# Dovetail Layout - Advice Required Please!



## OPJ (25 Oct 2008)

Hi guys,

I've started machining up some English Cherry for a wall-mounted bookshelf with dovetailed corners, 1000m tall x 600mm wide. The joints at the top will be half-lap/half-blind dovetails with throughs at the bottom. Timber has a finished size of 230mm wide 22mm thick

Trouble is, I've had to join two boards edge-to-edge in order to get the width. As I don't like centrelines though, I decide to offset the "centre"-line by 10mm... I think it works quite well (I've already done this part in the workshop!) although it isn't that obvious.

Anyway. I'm assuming it's best to have a tail rather than pin over the join but, I can't decide how to arrange the rest of them.
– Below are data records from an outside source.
PR #144, opened 2016-06-01
[ImageView] Load cropped images that take screen pixel ratio into account.

### LINKED ISSUE #13: [Image] Get images sized according to screen DPI

alloy:
Fixes #13

### DIFF
--- a/lib/components/artist/shows/medium_image_show.js
+++ b/lib/components/artist/shows/medium_image_show.js
@@ -11,9 +11,6 @@ import OpaqueImageView from '../../opaque_image_view'
 import ShowMetadata from './metadata'
 import SwitchBoard from '../../../modules/switch_board';
 
-const windowDimensions = Dimensions.get('window');
-const imageWidth = (windowDimensions.width - 120)/3;
-
 class MediumImageShow extends React.Component {
   handleTap() {
     SwitchBoard.presentNavigationViewController(this, this.props.show.href);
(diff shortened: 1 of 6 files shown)


lib/components/artist/shows/medium_image_show.js
```diff
@@ -11,37 +11,35 @@ import OpaqueImageView from '../../opaque_image_view'
...
-
   fragments: {
     show: () => Relay.QL`
       fragment on PartnerShow {
         href
         meta_image {
-          cropped(width: $imageWidth, height: $imageHeight) {
-            url
-          }
+          url(version: "large")
```
mennenia: so we're using the large image url everywhere, and just sizing the view accordingly for large, medium, and small images, right?

mennenia:
:+1:

lib/components/artist/shows/medium_image_show.js
alloy: Yeah, we’re using the URL for the large version to ask [Gemini](https://github.com/artsy/gemini) for a scaled/cropped version at a specific size. This is the same as metaphysics does when asking for a specific size, but we don’t know the exact sizes we need ahead of time so can’t really do that from Relay.

mennenia: Awesome. That's what I gathered, just wanted to verify ^_^.

alloy:
Rebased and good to merge 👍

PR #149, opened 2016-06-02
[SwitchView] Set default tab selection to 'Works'

### LINKED ISSUE #90: [Artist] Initial selected tab should be ‘WORKS’

mennenia:
Fix #90, history of this PR in #142.


alloy:
👍

PR #150, opened 2016-06-02
[Show] Use `cover_image`

alloy:
It turns out that `meta_image` is meant to be used for items that are shared, e.g. on Twitter/Facebook, where partners can indicate that some images may not be shared.

I also refactored the various show components into a single one that leaves styling up to the parent. This is slightly awkward, but it also makes it so that the cell dimensions only need to be calculated _once_ instead of for every cell.


Example/Emission/AppDelegate.m
```diff
@@ -10,7 +10,7 @@
 #import <React/RCTUtils.h>
 #import <TargetConditionals.h>
 
-#define ARTIST @"banksy"
+#define ARTIST @"alex-katz"
```
mennenia: Forgot to change this? No prob, we can switch it up from Banksy from time to time!

mennenia:
Looks awesome! Like the new style.

Example/Emission/AppDelegate.m
alloy: Yeah, I did :D But then I found some QA issues with this artist, so decided to leave it in for now.

lib/components/artist/shows/small_list.js
```diff
@@ -46,6 +46,21 @@ const styles = StyleSheet.create({
...
+    width: 75,
+    height: 75,
+    marginBottom: 20,
+    marginTop: 20,
+    marginRight: 15
+  },
+});
+
+
 export default Relay.createContainer(SmallList, {
```
mennenia:
```
export default Relay.createContainer(SmallList, {
  fragments: {
    shows: () => Relay.QL`
      fragment on PartnerShow @relay(plural: true) {
        ${SmallImageShow.getFragment('show')}
      }
    `,
  }
```

should be 

```
export default Relay.createContainer(SmallList, {
  fragments: {
    shows: () => Relay.QL`
      fragment on PartnerShow @relay(plural: true) {
        ${Show.getFragment('show')}
      }
    `,
  }
```

alloy: Wow, how is this still working…

Great catch!

alloy: Doh, I didn’t test on iPhone :sob:

Issue #155, opened 2016-06-02
[iPad] Past Shows issues.


alloy:
## When loading shows in portrait orientation and then rotating to landscape orientation the grid changes to 4 columns.

It should always be 3 columns.

![simulator screen shot 02 jun 2016 15 22 45](https://cloud.githubusercontent.com/assets/2320/15746318/593294bc-28d6-11e6-833a-7134f0fde03a.png)

## When loading shows in landscape orientation and then rotating to portrait orientation the columns don’t decrease in size and changes to 2 columns.

![simulator screen shot 02 jun 2016 15 36 58](https://cloud.githubusercontent.com/assets/2320/15746682/db942e24-28d7-11e6-9b98-d0d7e24aec0d.png)

mennenia:
Update here. @briansw stated that ideally we do have four columns in landscape on iPad.

Also, the second issue seems to be the same as the relatedArtist issue #152, so if that is fixed this can be fixed probably with the same approach.

Issue #154, opened 2016-06-02
[iPad] Current/Upcoming Shows issues


alloy:
## When loading shows in portrait orientation and then rotating to landscape orientation the columns don’t increase in size

They should fill the width.

![simulator screen shot 02 jun 2016 15 31 19](https://cloud.githubusercontent.com/assets/2320/15746486/11ae12c8-28d7-11e6-8399-36cd123b09dc.png)

## When loading shows in landscape orientation and then rotating to portrait orientation the columns don’t decrease in size and changes to 1 column.

They should shrink to fit 2 columns.

![simulator screen shot 02 jun 2016 15 31 54](https://cloud.githubusercontent.com/assets/2320/15746534/48d4f9b0-28d7-11e6-977d-2b90576b1284.png)

PR #156, opened 2016-06-02
[RelatedArtists] iPad fixes

### LINKED ISSUE #152: [iPad] Related artists grid issues.
- [x] Fix trailing artist alignment
- [x] Decide: 3 or 4 columns?
- [ ] Fix: Different column size in orientation changes

## When there’s a single trailing artist it doesn’t align to the left:

This can be seen with the artist `alex-katz`.

simulator screen shot 02 jun 2016 14 41 50

## Should have 3 columns in each orientation

According to [the design spec](https://github.com/artsy/eigen/issues/1136), it should also have 3 columns in landscape orientation. I’m not sure what @sarahscott based the 4 columns on, maybe there’s another comment elsewhere?

## When loading ‘ABOUT’ tab in landscape orientation and then changing to portrait orientation changes related artists to 2 columns.

How this should be fixed kinda depends on whether or not there are always supposed to be 3 columns. _(See above.)_

simulator screen shot 02 jun 2016 14 50 40

mennenia:
This fixes #152, #154, #155. 

Current status: @sarahscott is awesome!


mennenia:
I think the issue is the new imagewidth? 

I now got it to have 4 related artists on load when in landscape, but it still goes to only two columns on portrait. 

Logging shows that the related artists widths get recalculated from portrait to landscape (2 logs, as expected), but not when you start the app in landscape and then go to portrait (only 1 log, the initial one)

Unsure what's going on yet. Going to have dinner and will be back.

sarahscott:
I think I got it!

ipadrotationsuccess

lib/components/artist/related_artists/index.js
```diff
@@ -18,20 +18,34 @@ class RelatedArtists extends React.Component {
...
   layoutState() {
-    const window = Dimensions.get('window');
-    const isPad = window.width > 700;
-    const isPadHorizontal = window.width > 1000;
+    const width = Dimensions.get('window').width;
+    const isPad = width > 700;
+    const isPadHorizontal = width > 1000;
 
-    const columnCount = (isPad ? (isPadHorizontal ? 4 : 3) : 2);
+    // TODO: Document what these margins are based on.
```
alloy: @sarahscott @mennenia Would love to have this sorted. They are really magic numbers right now. I’d also prefer to distinguish between side-margins and in-between margins and then calculate the column width based on that.

alloy:
Alright, let the festivities begin! 🎉

lib/components/artist/related_artists/index.js
mennenia: Sounds good. I have zero clue about the margins T_T.

PR #1911, opened 2019-10-08
ME-39 - Adds spinner to home page tabs when loading more

kierangillen:
#trivial

- https://artsyproduct.atlassian.net/browse/ME-39


kierangillen:
@ashfurrow I needed to hook into the render cycle and rerender the view when new content was loaded so I had to opt the loading into the local state and not use the relay `isLoading()` function.

PR #1912, opened 2019-10-09
PURCHASE-1584: Update AuctionCountDownTimer to handle liveStartAt

lilyfromseattle:
# [PURCHASE-1584] 

The `AuctionCountDownTimer` component currently does not handle artworks with auction `liveStartAt` timestamps.

The component should also be able to handle a single date even if another isn't available. E.g. an artwork with a `startAt` but not an `endAt` date, or vice versa.

Instead of relying on `formattedStartDateTime` I made a method that returns the strings based on auctionState, so that it will update when the state changes. I also added some date formatting helper functions.

Screen Shot 2019-10-09 at 5 39 29 PM

#skip_new_tests
[PURCHASE-1584]: https://artsyproduct.atlassian.net/browse/PURCHASE-1584


src/lib/Scenes/Artwork/Components/__tests__/AuctionCountDownTimer-tests.tsx
```diff
@@ -1,33 +1,99 @@
...
+      const endAt = oneDayAgo
+      const auctionState = "hasEnded"
+      const date = timeUntil(startAt, liveStartAt, endAt, auctionState)
+      expect(date).toEqual("Ended Aug 14")
+    })
+
+    it("returns 'Ended' string with year when auction hasEnded over a year ago", () => {
+      const startAt = oneDayAgo
+      const liveStartAt = oneDayAgo
+      const endAt = oneYearFromNow
```
sweir27: These tests are tricky because they both pass in timestamps _and_ refer to `auctionState` (which itself depends on those same timestamps).

In this case, because the auction state is `hasEnded`, this `endAt` timestamp should be sometime in the past.

src/lib/Scenes/Artwork/Components/__tests__/AuctionCountDownTimer-tests.tsx
```diff
@@ -1,33 +1,99 @@
...
+      const liveStartAt = oneDayAgo
+      const endAt = oneDayFromNow
+      const auctionState = "isLive"
+      const date = timeUntil(startAt, liveStartAt, endAt, auctionState)
+      expect(date).toEqual("In progress")
+    })
   })
 
-  it("renders formattedStartDateTime", () => {
+  xit("renders correct label for timer", () => {
```
sweir27: Why has this been disabled?

src/lib/Scenes/Artwork/Components/__tests__/AuctionCountDownTimer-tests.tsx
```diff
@@ -1,33 +1,99 @@
...
+      expect(date).toEqual("Ended Aug 14")
+    })
+
+    it("returns 'Ended' string with year when auction hasEnded over a year ago", () => {
+      const startAt = oneDayAgo
+      const liveStartAt = oneDayAgo
+      const endAt = oneYearFromNow
+      const auctionState = "hasEnded"
+      const date = timeUntil(startAt, liveStartAt, endAt, auctionState)
+      expect(date).toEqual("Ended Aug 15, 2020")
```
sweir27: Now that we're correctly setting the timezone based on the user's locale, it seems like we should be _showing_ the timezone here! It's not in the spec but we should ask Sam what she thinks.

src/lib/Scenes/Artwork/Components/AuctionCountDownTimer.tsx
```diff
@@ -2,29 +2,63 @@ import { TimeRemaining } from "@artsy/palette"
...
   artwork: AuctionCountDownTimer_artwork
   auctionState: AuctionState
 }
 
+export const timeUntil = (startAt, liveStartAt, endAt, auctionState) => {
+  if (auctionState === "isPreview") {
+    return `Starts ${formatDateTime(startAt)}`
+  } else if (liveStartAt && auctionState === "hasStarted") {
+    return `Live ${formatDateTime(liveStartAt)}`
+  } else if (auctionState === "isLive") {
```
kierangillen: And here we want to use "hasStarted" on line 18.

src/lib/utils/formatDates.tsx
```diff
@@ -0,0 +1,25 @@
+import moment from "moment"
```
kierangillen: Could we use `Luxon` here instead of `Moment`, we shouldn't be using Moment at all anymore in Emission.

kierangillen:
@sweir27 @lilyfromseattle I think it could be really helpful to write all the states that are possible clearly in a comment in this file, and then from there work out the logic for each condition. Then we can use this as a reference for tests and for all the displays. It could also be helpful then to capture a specific state and have all of the functions use that as a source of truth, that way the coundtowntimer and the date display are using the same source and we will never see weird state conditions.

src/lib/Scenes/Artwork/Components/AuctionCountDownTimer.tsx
```diff
@@ -2,29 +2,63 @@ import { TimeRemaining } from "@artsy/palette"
...
 
 interface AuctionCountDownTimerProps {
   artwork: AuctionCountDownTimer_artwork
   auctionState: AuctionState
 }
 
+export const timeUntil = (startAt, liveStartAt, endAt, auctionState) => {
+  if (auctionState === "isPreview") {
+    return `Starts ${formatDateTime(startAt)}`
+  } else if (liveStartAt && auctionState === "hasStarted") {
```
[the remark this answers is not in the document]
sweir27: `hasStarted` does not mean that the auction is open for live bidding (that's what `isLive` is reserved for).

`hasStarted` means that the auction is open for pre-bidding on the website (so the `startAt` is in the past, but `liveStartAt` is in the future).

This condition _could_ be updated to check for the `liveStartAt` timestamp, but that should be captured already in the auction state.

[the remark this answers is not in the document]
kierangillen: Okay got it, this may be a good reason to document these conditions in comments in this component as the logic is complicated.

src/lib/Scenes/Artwork/Components/AuctionCountDownTimer.tsx
```diff
@@ -2,29 +2,63 @@ import { TimeRemaining } from "@artsy/palette"
...
+  } else {
+    return null
+  }
+}
+
 export class AuctionCountDownTimer extends React.Component<AuctionCountDownTimerProps> {
+  countdownValue(sale, auctionState) {
+    if (auctionState === "isPreview") {
+      return sale.startAt
+    } else if (auctionState === "hasStarted" && sale.liveStartAt) {
```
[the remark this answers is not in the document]
sweir27: Either one could work here.

Any type of auction can be in preview mode, so technically the `Starts <>` messaging works for a live auction before it opens for pre-bidding.

src/lib/Scenes/Artwork/Components/__tests__/AuctionCountDownTimer-tests.tsx
```diff
@@ -1,33 +1,99 @@
 import { Theme, TimeRemaining } from "@artsy/palette"
 import { mount } from "enzyme"
 import { ArtworkFixture } from "lib/__fixtures__/ArtworkFixture"
-import { Settings } from "luxon"
+import moment from "moment"
```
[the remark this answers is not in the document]
sweir27: Good call.

sweir27:
@kierangillen good idea on documenting.

@lilyfromseattle would you like to take a stab? I'm happy to give feedback!

Re: the question of whether the countdown timer and date display should depend on auction state-- they _could_ but when we discussed before it didn't seem necessary for it to update in realtime. If it feels like a clearer architectural choice we should definitely do that, but will leave it up to you two.

src/lib/Scenes/Artwork/Components/__tests__/AuctionCountDownTimer-tests.tsx
lilyfromseattle: Whoops, meant to put oneYearAgo

kierangillen:
The parent component has a `setInterval` keeping track of the auction state, we should still use that as an overall source of truth and that will update this component when the auction state changes. We should probably look into having some local state also in this component for all of the different display possibilities.

src/lib/Scenes/Artwork/Components/AuctionCountDownTimer.tsx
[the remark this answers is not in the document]
lilyfromseattle: I asked about this and the general consensus was we should show "Starts" instead of "Live"

lilyfromseattle:
@kierangillen Not sure what you mean, as I'm already using auctionState as a source of truth

src/lib/Scenes/Artwork/Components/__tests__/CommercialInformation-tests.tsx
```diff
@@ -1,6 +1,7 @@
 import { Sans, Theme } from "@artsy/palette"
 import { mount } from "enzyme"
 import { ArtworkFixture } from "lib/__fixtures__/ArtworkFixture"
+import "moment-timezone"
```
sweir27: Do we need this import anymore?

src/lib/Scenes/Artwork/Components/__tests__/AuctionCountDownTimer-tests.tsx
```diff
@@ -1,33 +1,97 @@
...
+  const dateNow = 1565870400000 // 2019-08-15T12:00:00.000Z in milliseconds
+  let oneDayAgo
+  let oneDayFromNow
+  let oneYearAgo
+
+  beforeEach(() => {
+    jest.useFakeTimers()
+
+    // 2019-08-15T12:00:00.000Z
+    Date.now = () => dateNow
```
kierangillen: @lilyfromseattle We need to reset this back to the real `Date.now` after the tests complete.

src/lib/utils/__tests__/formatDates-tests.tsx
```diff
@@ -0,0 +1,51 @@
...
+
+const dateNow = 1525983752000 // Thursday, May 10, 2018 8:22:32.000 PM UTC in milliseconds
+let oneDayFromNow
+let oneYearFromNow
+
+beforeEach(() => {
+  jest.useFakeTimers()
+
+  // Thursday, May 10, 2018 8:22:32.000 PM UTC
+  Date.now = () => dateNow
```
kierangillen: Same here, we can add a `const realNow = Data.now` at the top of the file and then `afterAll(() => Date.now = realNow)` in the test

PR #1913, opened 2019-10-10
Fix query for messages list in conversation

ds300:
This was using the relay node ID instead of the impulse conversation ID
#trivial


ashfurrow:
Makes sense – what issue was this causing? Anything user-facing?

ds300:
Yeah this affected the pagination fetch rather than the initial page fetch, so if there were more messages that weren't loaded initially you could never load them.

ashfurrow:
Ah got it. Since the most recent messages we're on top, I think we're okay to wait for the next release to deploy this to users 👍

alloy:
Oof, good catch, thanks!

PR #1914, opened 2019-10-11
ME-18 Send graphql request metrics to datadog

ds300:
https://artsyproduct.atlassian.net/browse/ME-18

- Added datadog logging of graphql fetch times along with operation name + id

After this gets merged we need to make a small change to eigen in `ARAppDelegate+Emission.m`

image


src/lib/relay/middlewares/timingMiddleware.ts
```diff
@@ -0,0 +1,18 @@
...
+  return next => req => {
+    const startTime = Date.now()
+    const operation = req.operation.name || "UnknownOperation"
+    return next(req).then(res => {
+      const duration = Date.now() - startTime
+      volleyClient.send({
+        type: "timing",
+        name: "graphql-request-duration",
+        timing: duration,
+        tags: [`operation:${operation}`],
```
ashfurrow: In addition to the query `name`, could we include the query `id`? That way, we can track performance improvements if we change the query structure.

ds300: great idea! :+1:

ds300:
@ashfurrow it feels kinda silly to thread this `volleyURL` env var through to eigen when it's not being used there. Actually it feels kinda silly to have the env var for this at all, since it's value is hard-coded anyway 🤷‍♂

Would you object to my keeping the URLs in the `volleyClient.ts` file for now?

ashfurrow:
@ds300 Hmm, yeah that's a good point. I was envisioning a way for Eigen to also report load times, but I agree that for now it's fine to keep the logic in Emission 👍

src/lib/utils/volleyClient.ts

Should I keep them all uniform across the 230mm width? If so, how would you do this marking out the tails first?

Or, should I try something different - in which case, I'm open to ideas and suggestions! :wink: 

Here are the throughs:







And the half-laps:






Any thoughts or suggestions would be much appreciated,

Olly.


----------



## SketchUp Guru (25 Oct 2008)

My personal preference is a pin/socket on the centerline of the board. If you did that here, would the pin miss the glue line? 

I like that the tails are wider than the pins but I'd prefer to see even wide ones.


----------



## OPJ (25 Oct 2008)

Hi Dave,

Yes, with a pin centred on 115mm that should work. They're only 3mm wide at their narrowest point. Good point on the width of the tails too. To me, it does look over-crowded at the moment.

I'll see what I can come up with, thanks. :wink:


----------



## MikeG. (25 Oct 2008)

Hi Olly......

I agree with the bigger tails idea. My preference is always for bigger tails in the middle and smaller ones towards the edges. If I am going to the effort of handcutting dovetails I wouldn't want anyone thinking they were machined (not that I can machine them...........but they don't know that).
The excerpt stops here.